Nun möchte ich aber irgendwie die Buchstaben sortiert ausgeben von a bis z, aber irgendwie will er nicht so richtig, sondern es wird kreuz und quer ausgeben. Außerdem würde ich das ganze gerne relativ zur Länge des Strings ausgeben, also als Prozentzahlen, aber auch daran scheitere ich irgendwie.

Hat jemand vielleicht einen Tipp für mich?
Danke.


----------



## eRaaaa (1. Nov 2010)

javaFanboy hat gesagt.:


> speichere diese in einem String (nur Kleinbuchstaben, keine Sonderzeichen und keine Leerzeichen).

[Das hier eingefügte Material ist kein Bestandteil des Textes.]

PR #1969, opened 2022-11-05
support 'HasMethodType' on StaticCall

staabm:
implements https://github.com/phpstan/phpstan/issues/8297
closes https://github.com/phpstan/phpstan/issues/1267

### DIFF
--- a/src/Type/Php/MethodExistsTypeSpecifyingExtension.php
+++ b/src/Type/Php/MethodExistsTypeSpecifyingExtension.php
@@ -47,16 +47,28 @@ class MethodExistsTypeSpecifyingExtension implements FunctionTypeSpecifyingExten
 		TypeSpecifierContext $context,
 	): SpecifiedTypes
 	{
-		$objectType = $scope->getType($node->getArgs()[0]->value);
-		if (!$objectType instanceof ObjectType) {
-			if ($objectType->isString()->yes()) {
-				return new SpecifiedTypes([], []);
-			}
-		}
-
 		$methodNameType = $scope->getType($node->getArgs()[1]->value);
 		if (!$methodNameType instanceof ConstantStringType) {
 			return new SpecifiedTypes([], []);
+		}
+
+		$objectType = $scope->getType($node->getArgs()[0]->value);
+		if (!$objectType instanceof ObjectType) {
+			if ($objectType instanceof ConstantStringType && $objectType->isClassString()) {
+				return $this->typeSpecifier->create(
+					$node->getArgs()[0]->value,
+					new IntersectionType([
+						$objectType,
+						new HasMethodType($methodNameType->getValue()),
+					]),
+					$context,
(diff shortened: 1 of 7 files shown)


tests/PHPStan/Rules/Methods/data/static-has-method.php
```diff
@@ -0,0 +1,18 @@
...
+
+class HelloWorld
+{
+	public function sayHello(): void
+	{
+		if (!method_exists(rex_var::class, 'varsIterator')) {
+			return;
+		}
+
+		$it = rex_var::varsIterator();
```
staabm: the `NodeScopeResolverTest` seems to work as expected with this PR.

what is missing is a proper fix in `StaticMethodCallCheck` so no error is emitted for this line.
was not yet able to figure out how this can work

src/Type/Php/MethodExistsTypeSpecifyingExtension.php
```diff
@@ -47,15 +46,26 @@ public function specifyTypes(
...
+		if (!$methodNameType instanceof ConstantStringType) {
+			return new SpecifiedTypes([], []);
+		}
+
 		$objectType = $scope->getType($node->getArgs()[0]->value);
-		if (!$objectType instanceof ObjectType) {
-			if ($objectType->isString()->yes()) {
-				return new SpecifiedTypes([], []);
+		if ($objectType->isString()->yes()) {
+			if ($objectType instanceof ConstantStringType && $objectType->isClassString()) {
```
staabm, line 56: Should we add isClassString on Type as a followup?

ondrejmirtes: Of course :)

ondrejmirtes:
Yeah, I guess this is usable. Thank you :)

ondrejmirtes (changes requested):
We should also test a scenario when a method doesn't exist - for example when we're not in method_exists at all, or when we call a different method than what was asked in method_exists.

ondrejmirtes:
Thank you!

src/Type/Php/MethodExistsTypeSpecifyingExtension.php
staabm: we already have `ConstantStringType->isClassString(): bool`, 

https://github.com/phpstan/phpstan-src/blob/47ba52bd68e13b4242cdace06ea4df7e20159f30/src/Type/Constant/ConstantStringType.php#L75-L84

therefore we need a different name for this new method... any suggestions?

ondrejmirtes: isClassStringType

ondrejmirtes: And make it nicer for 2.0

Ich sehe auch Großbuchstaben


> Nun möchte ich aber irgendwie die Buchstaben sortiert ausgeben von a bis z, aber irgendwie will er nicht so richtig, sondern es wird kreuz und quer ausgeben.


Nehme TreeMap anstelle HashMap


> Außerdem würde ich das ganze gerne relativ zur Länge des Strings ausgeben, also als Prozentzahlen, aber auch daran scheitere ich irgendwie.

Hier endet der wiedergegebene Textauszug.